> _RECORDED DATA_:
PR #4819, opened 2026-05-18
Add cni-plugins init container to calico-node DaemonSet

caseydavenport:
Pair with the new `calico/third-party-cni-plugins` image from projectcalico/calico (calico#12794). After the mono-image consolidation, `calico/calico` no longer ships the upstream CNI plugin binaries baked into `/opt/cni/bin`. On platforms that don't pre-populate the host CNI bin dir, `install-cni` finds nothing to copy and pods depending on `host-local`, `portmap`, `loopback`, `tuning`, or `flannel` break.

> _PROBLEM TO SOLVE_: Exactly as given, restate all the lines above.

> _ANSWER FOR THE TASK_:
PR #4819, opened 2026-05-18
Add cni-plugins init container to calico-node DaemonSet

caseydavenport:
Pair with the new `calico/third-party-cni-plugins` image from projectcalico/calico (calico#12794). After the mono-image consolidation, `calico/calico` no longer ships the upstream CNI plugin binaries baked into `/opt/cni/bin`. On platforms that don't pre-populate the host CNI bin dir, `install-cni` finds nothing to copy and pods depending on `host-local`, `portmap`, `loopback`, `tuning`, or `flannel` break.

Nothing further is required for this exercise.